I. ORIGENES Y FAMILIA: LA CASA DE LOS LOPEZ-YANEZ DE QUESADA

Gines nacio en 1593 en Mula, una ciudad de senorio en la region del reino de Murcia, en el seno de una de sus familias principales: los Lopez-Yanez de Quesada. Esta casa noble muleña tenia su solar en la calle del Jardin y figuraba en la relacion de casas nobles de la ciudad a lo largo del siglo XVIII con el numero 28. El apellido Lopez, de origen gallego, habia echado raices en Mula desde antiguo, apareciendo ya documentado en el padron municipal de 1407.

Sus padres fueron Juan Lopez-Yanez de Quesada y Catalina Escamez, quienes contrajeron matrimonio en 1584. El matrimonio tuvo varios hijos, siendo Gines uno de ellos. El apellido Quesada, incorporado a la linea familiar a traves de generaciones, aportaba al joven un linaje reconocido en aquella sociedad estamental que tanto valoraba la limpieza de sangre y la prosapia.

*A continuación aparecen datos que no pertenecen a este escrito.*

PR #1151, opened 2026-04-23
fix rpm-package-build task

rcsanchez97:
* use Fedora 45 for building RPMs (to get the appropriate C driver version)
* tweak __install script to leverage 'dnf build-dep' command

Las armas de la familia Lopez-Yanez de Quesada, recogidas por el cronista local Gregorio Boluda del Toro en sus "Apuntes para la Historia de Mula" (manuscrito de 1903), se componen de tres aguilones sobre ondas del mar, de las que salen tres ortigas de sinople en campo de plata, con orla jaquelada de oro y grana.

 

II. FORMACION: DEL SEMINARIO DE MURCIA A SALAMANCA

El joven Gines mostro desde temprana edad aptitudes intelectuales y vocacion religiosa. Sus estudios comenzaron en el Seminario de San Fulgencio en Murcia, uno de los centros de formacion eclesiastica mas importantes del reino, fundado en 1592 y que formaria a numerosas figuras relevantes de la Iglesia espanola.

En 1612, a los diecinueve anos, ingreso en la Orden de Frailes Menores, la orden franciscana fundada por san Francisco de Asis en el siglo XIII. Desde ese momento pasaria a ser conocido como fray Gines de Quesada. La orden franciscana, heredera de un ideal de pobreza apostolica y predicacion itinerante, se habia convertido en los siglos XVI y XVII en una de las grandes potencias misionales del mundo catolico, presente en America, Africa, Asia y las islas del Pacifico.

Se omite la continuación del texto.